Das gelte auch für das vorgesehene Jagdverbot auf Wildgänse: „Die Populationen der Zugvögel, die etwa aus Russland hier auf dem Weg nach Süden durchziehen, werden immer größer, weil sie in den auftauenden Permafrostgebieten Sibiriens weniger bejagt werden als früher“, sagt Baasch. „Wenn auch hier die Jagd eingeschränkt wird, werden sich immer mehr Gänse auf den Feldern der hiesigen Landwirte ernähren“, ist er überzeugt.
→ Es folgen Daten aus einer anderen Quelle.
PR #1677, opened 2019-07-26
Add automatic PyPI deployment through Azure

djhoese:
This PR updates the azure configuration to:

1. Add sdist generation
2. Upload the sdist and all wheels to PyPI

This works by setting a special variable in the Azure web UI with a PyPI API token under my account. This token only has access to upload to the vispy project on PyPI, will do it as me, and the secret variable can only be seen by people who have permission on the azure vispy project. By setting the environment variable `TWINE_PASSWORD to this value `twine` should pick it up and use it to upload the packages.

The main thing I think I have wrong is that all the wheels and the sdist file are uploaded to the "wheelhouse" artifacts storage, but I don't think I can access that as a simple directory in a separate job (see the `twine upload` call). If there is no way to do that then I can do the upload in each job separately.

### DIFF
--- a/MANIFEST.in
+++ b/MANIFEST.in
@@ -38,3 +38,4 @@ exclude stdeb.cfg
 exclude .spyderproject
 recursive-exclude vispy *.c
 recursive-exclude js *
+recursive-exclude make *
--- a/azure-pipelines.yml
+++ b/azure-pipelines.yml
@@ -6,7 +6,7 @@ variables:
   CIBW_BUILD_VERBOSITY: "2"
   CIBW_BEFORE_BUILD: "pip install -U numpy Cython jupyter ipywidgets"
   CIBW_BEFORE_BUILD_MACOS: "npm install npm@latest -g; pip install -U pip setuptools"
-  CIBW_BEFORE_BUILD_LINUX: "curl -sL https://rpm.nodesource.com/setup_8.x | bash -; yum install -y fontconfig xvfb nodejs; pip install -U pip setuptools; if [ `getconf LONG_BIT` == '64' ]; then pip install https://files.pythonhosted.org/packages/f2/00/6f332e63b33d24dc3761916e6d51402a7a82dd43c6ca8a96e24dda32c6b5/freetype_py-2.1.0.post1-py2.py3-none-manylinux1_x86_64.whl; else pip install https://files.pythonhosted.org/packages/b8/ea/adfbeb3762a03c1d1c1ff751101efb1fddb7aadffa991d39bdb486d0557e/freetype_py-2.1.0.post1-py2.py3-none-manylinux1_i686.whl; fi"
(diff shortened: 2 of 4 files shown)


larsoner:
> The main thing I think I have wrong is that all the wheels and the sdist file are uploaded to the "wheelhouse" artifacts storage, but I don't think I can access that as a simple directory in a separate job (see the twine upload call). If there is no way to do that then I can do the upload in each job separately.

I thought Azure had something about conditional jobs that only run if other ones succeed, but maybe that was build steps rather than jobs. If you can't figure it out, let me know and I'll look. Or if you find documentation that it's not possible let me know and I won't bother :) It would be nicer to upload in a single job because it ensures that all or none get uploaded, which is probably nicer when things go wrong.

djhoese:
@larsoner Yes, that's what I'm doing. Look at the last job in the config. That's why I said "if there is no way to do that then", meaning if I can't find a way to easily share artifacts between jobs then I'd have to do it per job where the wheels are already available.

larsoner:
Awesome!

djhoese:
Looks like my latest change made the config unrecognizable by azure.

djhoese:
@larsoner @kmuehlbauer After this passes I think I'm ready to merge and try to release 0.6.1. Any objections?

kmuehlbauer:
No objections, patch numbers are cheap :grinning:

larsoner:
Fine by me

djhoese:
@larsoner @kmuehlbauer So I think we have 3 choices for the linux wheel given the trouble I've had. The issue is that the `manylinux` wheel specification requires compatibility with CentOS 5. We need `npm` to build the jupyter extension javascript files. However, no modern version of node.js (which installs npm) is compatible with CentOS 5. Even semi-modern versions don't want to build from what I've tried.

So our 3 choices:

1. Don't provide linux wheels since they won't have the JS files.
2. Provide the linux wheels without JS files. Users who want the notebook extension will have to install from the source dist (no binary).
3. Build the JS and add the `static` directory to the MANIFEST.in and all wheels. Downside is they would have to be regenerated manually every couple releases to make sure they are up to date.

Option 4: I try harder at finding a CentOS 5 npm install.

larsoner:
For option (3) would we need to actually add these things to the `vispy` repository?

djhoese:
Yes because they are not built on the CIs otherwise. It is three (I think) `.js` files.

larsoner:
Ahh well that is not so painful. Can we somehow use `git submodule` to pull them in / update them when necessary? Even if not, manually copy-pasting a few times a year for security updates is not so bad.

djhoese:
As mentioned on gitter, for the record, I was able to get this to work by building the `sdist` on the "host" Linux machine that `cibuildwheel` is called from *before* calling `cibuildwheel`. Since `cibuildwheel` uses the same cloned repository from its caller, it has access to the `static/*` directory that the `sdist` processing creates. I was already creating the `sdist` in the linux environment, I just needed to move it to before the `cibuildwheel` call.

larsoner:
@djhoese just wanted to let you know that I adapted our `azure-pipelines.yml` to another repo pretty easily:

https://github.com/spatialaudio/python-rtmixer/pull/16

Thanks for figuring out all the upload bits! With this and the lack of complaints about `pip install vispy` failing after 0.6 release, I'm slowly becoming less wary of distributing compiled code :)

Die zuständigen Planungsbehörden für die Elbvertiefung haben die Argumente der Jagdverbände zurückgewiesen. „Die Kläger verkennen, dass die angeordneten Maßnahmen die Jagdausübung nur einschränken, aber nicht verhindern“, heißt es speziell zur Jagd auf „Haarwild“, wie etwa Füchse, Marderhunde, aber auch auf Rehe oder Wildschweine. Zum Jagdverbot für Vögel schreiben die Planer: „Die angeordneten Jagdbeschränkungen haben deutlich positive Wirkungen auf typische Gast- und Brutvögel. Sie sind eine wichtige Ergänzung der landschafts- und vegetationsbezogenen Aufwertung der Habitate.“

Letztlich, so sieht es Landesjagdpräsident Baasch, gehe es bei der Klage auch um einen grundsätzlichen Konflikt zwischen Gegnern und Befürwortern der Jagd. Der Streit trägt insofern skurrile Züge: Jäger und politisch organisierte Naturschützer wie der Nabu und der BUND treten in Leipzig gemeinsam gegen die Elbvertiefung auf, obwohl beide Millieus zumeist Gegner bei der Auslegung eines echten und rechten Naturschutzes sind. „Allein mit Ausgleichsmaßnahmen für den Naturschutz könnte man die Jagd in Deutschland komplett zum Erliegen bringen“, sagt Baasch. „Wir haben unsere Argumente sehr ausführlich vorgetragen. Keines wurde von den Planungsbehörden aufgenommen.“ Deshalb müsse nun das Gericht entscheiden.